La voix du commandant de bord retentit brusquement dans l’amplificateur :

— Votre attention, s’il vous plaît, les passagers situés à gauche de l’appareil peuvent apercevoir la côte libanaise sans majoration de prix. Merci.

Les gauchers s’écrasent d’un commun accord le pif sur la vitre de leur hublot et regardent dans une brume bleutée une langue de terre brune et ocre, tout en bas.

Satisfaits, ils reprennent des poses alanguies. Une douce torpeur règne dans l’avion. On se sent confortable. Je me tâte pour savoir si je vais fumer un Davidoff. Je décide qu’oui. C’est au moment (voluptueux) de l’allumer que l’événement se produit. L’hôtesse préposée à la classe touriste débouche dans la partie des premières après s’être quelque peu battue avec le rideau de séparation. Ce phénomène provient du fait qu’elle se déplace à reculons. Sur le coup, je crois qu’elle trimbale un petit chariot de cigarettes et je la regarde d’un œil d’autant plus évasif qu’elle est vachement locdue. Un vrai boudin capable de faire dégobiller un singe. Seulement où je réagis, mes gamins, c’est quand j’aperçois le canon d’un revolver braqué sur le plexus de la donzelle. Et, comme un malheur ne vient jamais seul, le pétard en question est pourvu d’un index sombre délicatement posé sur la détente. Il prolonge une main, laquelle termine un bras, qui est rattaché au tronc d’un grand type basané dont le regard flamboie.

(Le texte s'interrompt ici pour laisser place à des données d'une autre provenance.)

PR #4804, opened 2026-06-08
fix(swap): reject zero network fee or expected output

### LINKED ISSUE #4801: [Fix] Swap form stages a transaction with zero network fee or zero expected output [Swap]
# [Fix] Swap form stages a transaction with zero network fee or zero expected output [Swap]

## Problem
`SwapFormViewModel.swap()` can build and stage a swap (advancing to Verify Swap) in degenerate states that iOS blocks at the form level. It only checks that `gasFee` and `estimatedNetworkFeeFiatValue` are **non-null** — a non-null but **zero** gas fee passes. The source amount is guarded against zero (`takeIf { it != BigInteger.ZERO }`), but the destination amount (`quote.expectedDstValue`) is consumed without any zero check.

The Continue button is gated only on `isSwapDisabled || isLoading`, and for non-UTXO swaps `isSwapDisabled` flips to `false` the moment a quote loads, so there is no equivalent `fee != 0` / `expectedDst != 0` precondition before the transaction is materialised.

## Expected Behavior
Staging a swap is rejected when the resolved network fee is zero or the quote's expected destination amount is zero, matching iOS. `SwapCryptoLogic.validateForm` requires `fee != .zero` and `!toAmount.isZero` (alongside `quote != nil` and a sufficient balance) before a transaction can be created. A successful quote normally implies both values are non-zero, so this is a defensive boundary for a degenerate state.

## Steps to Reproduce
1. Start a non-UTXO swap and let a quote load (so `isSwapDisabled` becomes `false`).
2. Reach a state where the resolved gas fee is zero, or the quote returns a zero expected output.
3. Tap Continue — the swap is staged and advances to Verify Swap instead of being blocked.

## Solution
Add two form-level guards in `swap()`, mirroring the existing `srcAmount` zero check and reusing the existing error strings (no new localization): reject a resolved gas fee of zero with `swap_screen_invalid_gas_fee_calculation`, and reject a quote whose `expectedDstValue` is zero with `swap_screen_invalid_quote_calculation`. Both run before the transaction is built or persisted, so the keysign/co-sign flow only ever receives a valid swap.

### Must Do
- [ ] Reject staging when the resolved gas fee is zero (`SwapFormViewModel.swap()`).
- [ ] Reject staging when `quote.expectedDstValue` is zero (`SwapFormViewModel.swap()`).
- [ ] Cover both guards with unit tests.

### Must NOT Do
- Don't change unrelated code
- Don't add new string resources / localizations

## Acceptance Criteria
- [ ] A zero gas fee no longer advances past the swap form
- [ ] A zero expected destination amount no longer advances past the swap form
- [ ] Valid swaps continue to reach Verify Swap unchanged

rkokhatskyi:
## Summary
`SwapFormViewModel.swap()` only checked that the gas fee and its fiat value were non-null, so a resolved-but-zero gas fee — or a quote with a zero expected destination amount — could still be staged and advance to Verify Swap. iOS blocks both at the form level (`SwapCryptoLogic.validateForm` requires `fee != .zero` and `!toAmount.isZero`).

This adds the two missing guards to `swap()`, mirroring the existing source-amount zero check and reusing the existing gas-fee / quote error strings (no new copy or localization). Both run before the transaction is built or persisted, so the keysign/co-sign flow only ever receives a valid swap; a normal successful quote already implies a non-zero fee and output, so this is a defensive boundary for a degenerate state.

## Testing
`./gradlew :app:testDebugUnitTest --tests "*.SwapFormViewModelTest" --tests "*.SwapValidatorTest"` — added two regression tests for the zero-fee and zero-output cases (both fail without the guards).

Closes #4801

## Summary by CodeRabbit

* **Bug Fixes**
  * Improved swap transaction validation to reject invalid gas fee calculations and zero-value quote amounts
  * Enhanced error handling to prevent swaps from proceeding with incomplete or corrupted quote information
  * Strengthened pre-transaction checks to ensure all required values are valid before staging operations

### DIFF
--- a/app/src/main/java/com/vultisig/wallet/ui/models/swap/SwapFormViewModel.kt
+++ b/app/src/main/java/com/vultisig/wallet/ui/models/swap/SwapFormViewModel.kt
@@ -206,7 +206,7 @@ constructor(
                     )
 
             val gasFee =
-                gasFee.value
+                gasFee.value?.takeIf { it.value != BigInteger.ZERO }
                     ?: throw InvalidTransactionDataException(
                         UiText.StringResource(R.string.swap_screen_invalid_gas_fee_calculation)
                     )
@@ -249,7 +249,7 @@ constructor(
             val srcTokenValue = convertTokenAndValueToTokenValue(srcToken, srcAmountInt)
 
             val quote =
-                quoteState.quote
+                quoteState.quote?.takeIf { it.expectedDstValue.value != BigInteger.ZERO }
                     ?: throw InvalidTransactionDataException(
                         UiText.StringResource(R.string.swap_screen_invalid_quote_calculation)
                     )
--- a/app/src/test/java/com/vultisig/wallet/ui/models/swap/SwapFormViewModelTest.kt
+++ b/app/src/test/java/com/vultisig/wallet/ui/models/swap/SwapFormViewModelTest.kt
@@ -1648,6 +1648,97 @@ internal class SwapFormViewModelTest {
             assertFalse(vm.uiState.value.isLoadingNextScreen)
         }
 
+    @Test
+    fun `swap with zero gas fee shows error and does not stage`() =
+        runTest(mainDispatcher) {
+            coEvery { swapGasCalculator.calculateGasFee(any(), any()) } returns
+                GasCalculationResult(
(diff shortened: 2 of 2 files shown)


johnnyluo (approved):
LGTM

PR #4805, opened 2026-06-08
fix(solana): improve Solana SPL transfer error handling

### LINKED ISSUE #4803: [Fix] Solana SPL send crashes or builds an invalid tx when the sender has no associated token account [Send]
# [Fix] Solana SPL send crashes or builds an invalid tx when the sender has no associated token account [Send]

## Problem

« Allons donc, me dis-je en aparté, cela existe donc, ces choses-là ! »

J’sais pas si vous êtes comme moi, et d’ailleurs je m’en fous prodigieusement, mais j’ai toujours tendance à considérer les faits divers comme des abstractions. L’homme est salingue à force d’égoïsme, avouez ! Un tremblement de terre, un naufrage, un déraillement, appartiennent pour moi au domaine de la fiction. On y croit sans y croire. Ça se situe dans une autre dimension : celle de votre absence. Car pour tout homme, l’univers se divise en deux parties extrêmement distinctes. Il y a le monde avec lui et le monde sans lui. Selon que vous soyez présent ou absent les choses « existent » ou font « semblant d’exister ».